# Contador mod3, mod 5 con flip flops



## casi electron (May 30, 2007)

wenas soy nuevo estaba tratando de diseñar un contador con flip flops de mod-3 o mod-5 alguien me puede ayudar con el diseño!!!


GRACIAS ehhhh!


----------



## CUSCO (Jun 1, 2007)

La solucion mas practica y la mas facil es usar los contadores de decadas 74ls90 con este integrado puedes realizar contadores de cualquier modulo  para esto tienes que usar dos pines que por lo general van a tierra estos pines son el RA(0) Y EL RA(1)  o creo son otros dos pares de pines que tambien van a tierra prueba con el segundo par este par de pines  internamente estan conectados a una compuerta NAND y la salida de esta al clear del 74ls90 ,entonces como puedes darte cuenta con esto solucionas tu problema .Por ejemplo si quieres diseñar un contador modulo 5 bastara con conectar el bit C y el bit A de este contador a los pines ya descritos anteriormente ,suerte.


----------



## casi electron (Jun 2, 2007)

gracias, eh pero una pregunta con el integrado 74ls90 ya no es necesario los FILP FLOPS
 porque necesito utilizarlos o ya no..! 

gracias!


----------



## CUSCO (Jun 2, 2007)

BUENO con el 74ls90 no es necesario usar flip flops ,pero si para tu diseño quieres usar flip flops te recomiendo que uses los flip flips tipo D (74LS74) ya que con estos es mas facil establcer la tabla de estados por ejemplo para un contador modulo 3 la tabla de estados seria l siguiente

Q1(t)   Q0(t)       Q1(t+1)     Q0(t+1)        D1           D0
  0          0               0               1             0             1
  0          1               1               0             1             0
  1          0               1               1             1             1
  1          1               0               0             0             0


----------



## Thomy (Jun 9, 2007)

Bueno, t pongo circuito de ambos contadores y vos elegirás el que mas prefieras utilizar. HEcho con flip flops J-K


http://imageshack.us

Cualquier pregunta no dudes en preguntar.


----------



## KaTTy_KCBo (Jun 22, 2007)

Diskulpen y como lo ago sin flip flops??


----------



## sick (Sep 29, 2007)

El contador nose puede hacer sin flips flops. para que agas tu contador depende de lo que ayan pedido.diseñar un contador a partir de flips-flops (7576-7473) q son IC ttl q contienen 2 flip flops cada uno.o con Ic contador ya integrado en este caso el IC 7490 q es un contador en el cual se encuentra encapsulado los flips flops y otras compuertas, para q solo aplicando un clock se realice el conteo .


----------



## saruxd (Mar 22, 2012)

Buenos Días, tengo que hacer un contador de módulo 3 y otro contador de módulo 10, el de 3 con biestable Jk y el de 10 con biestable D. Los tengo hechos. El problema es que necesito que el contador de 3 al empezar que cuente hasta 5 que se me pare allí, y el otro que se me pare en el A, he intentado conectar varias puertas AND y inversoras pero no consigo hacerlo que pare de contar.

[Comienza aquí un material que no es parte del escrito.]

Issue #3824, opened 2025-01-25
mac arm apple silicon support


guyulmaz:
### Feature Description

Hi ,

do you plan to add mac arm apple silicon support

borgmanJeremy:
Hello, I am no longer a maintainer of this project. I provide limited contributions at this point. I appreciate your contribution!, but I'm not in a place to take a look at this right now.

holazt:
Now, macos arm64 should be support https://github.com/flameshot-org/flameshot/pull/3867

holazt:
> [@borgmanJeremy](https://github.com/borgmanJeremy) i thought to [give it a try](https://github.com/electriquo/flameshot/pull/2) by using [workflow matrix strategy](https://github.com/electriquo/flameshot/actions/runs/13204878464). although the builds pass, the artifact produced on macos arm64 do not open on macos arm64. would you mind to take a look?

![](https://github.com/user-attachments/assets/f63366a5-1996-4cdf-9e2a-7def45520612)
That dmg package is not signed, maybe that's the problem.

holazt:
> [@mmahmoudian](https://github.com/mmahmoudian) [@holazt](https://github.com/holazt) although it was [merged](https://github.com/flameshot-org/flameshot/issues/3824#issuecomment-2708629828), the [issue persists](https://github.com/flameshot-org/flameshot/issues/3824#issuecomment-2660838704) in the packages within https://github.com/flameshot-org/flameshot/actions/runs/13758971667
> 
> > the artifact produced on macos arm64 do not open on macos arm64
> 
> so we are back to square one :(

Did you have install arm64 build successfully by changing security settings? Do you have any error log or screenshot?

mmahmoudian:
@electriquo the "do not open" is generally not a useful phrase to help resolving the issue. Do you get any error? do you get any outputs? Also, as @holazt correctly pointed out, please make sure the issue is not related to unsigned dmg. You can find instructions about resolving the signature issue here: https://flameshot.org/docs/installation/installation-osx/

borgmanJeremy:
@mmahmoudian  here is the error from the package built in the CI.  This is different from the security warning due to no code signing. 

<img width="323" alt="Image" src="https://github.com/user-attachments/assets/e1467e41-f90b-40db-aa30-44462550b30c" />

mmahmoudian:
[...]

PR #4020, opened 2025-06-19
Fix macos signing and clean up CI

borgmanJeremy:


borgmanJeremy:
The .dmg built by this pipeline actually works on apple silicon now!

I need to do some clean up so the version is not hard coded but it's close.

borgmanJeremy:
Closes #3824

Aquí os dejo una foto de como quedo el contador módulo 3 y el contador módulo 10.
http://tinypic.com/r/2mpws3o/5

http://tinypic.com/r/2a9prg2/5

Si alguien me podría ayudar le agradecería mucho 
Me hace falta acabarlo hoy que mañana por la mañana lo tengo que entregar al instituto...T_T

Un saludo


----------



## luisrodriguiz (Nov 3, 2012)

Hola, buen día alguien me podría ayudar con un contador del 0-9999 que cuente de 3 en 3.
ejemplo 0,3,6,9,12,15.... digamos que no soy muy bueno para esto.
quien me puede echar la mano se los agradeceri mucho


----------



## MrCarlos (Nov 3, 2012)

Hola liosrodriguiz

Aparte de que tienes que mostrar lo que llevas hecho o al menos una idea de cómo realizarías ese contador.
Faltan datos:
Con qué Flip-Flip J-K. Número de identificación ??.
Sincrónico o asincrónico ??.
Qué debe hacer el contador cuando llegue a 9999 ??.
Tienes algún simulador para circuitos electrónicos donde desarrollas tus proyectos ??.

saludos
a sus ordenes


----------



## luisrodriguiz (Nov 4, 2012)

Hola, muchas gracias por responder, pues mira básicamente me estoy basando en este circuito que cuenta de uno en uno hasta 9999 el detalle es que yo lo quiero modificar para que en las unidades se empiece a contar de 3 en 3 hasta 9999, no recuerdo muy bien para hacer que en las decenas me marque el 1 cuando el contador de las unidades cambie de 9 a el 2 para que me detecte el cambio de las decenas y me cuente el 12 y así sucesivamente (no se si me doy a entender) te dejo el circuito que estoy ocupando el programa con el que corre se llama livewire  hay mismo viene el link por si no lo tienes.
El flip flop es el 74ls73 y el contador únicamente es ascendente y del 9999 pasar a 0 y volver a contar de 0 a 9999 de 3 en 3

De antemano muchas gracias


----------



## MrCarlos (Nov 11, 2012)

Hola luisrodriguiz

Modificar el archivo que adjuntaste en el: contador 0-9999.rar es muy arduo.
Fíjate, hice el contador tan solo de las unidades y ve cuanta circuiteria llevaría.
Este cuente así:
0 3 6 9 2 5 8 1 4 7 y regresa a 0. esa es la secuencia para las unidades.

Puedes seguir desarrollando tu proyecto valiéndote del SoftWare Boole-Deusto el cual puedes encontrar en Google.com. 

Como el LiveWire Solo hay compuertas OR de 2 entradas hubo necesidad de utilizar 2 para hacer una OR de 4 Entradas.

Utilicé, para desarrollar el contador de las unidades, una técnica antigua: En la entrada J aplicas el nivel lógico que requieres en la Q y en la K el complemento de la J. Aplicas un pulso y la Q toma el valor de su J. Si es igual pues simplemente permanece igual la Q.

La tabla de transiciones está en el archivo Excel *J-K.xls*.
La tabla de la numeración del 0000 al 1017 está en el archivo Excel *La Tabla.xls.*

Espero estos datos sirvan para continuar con el desarrollo de tu contador.

saludos
a sus ordenes


----------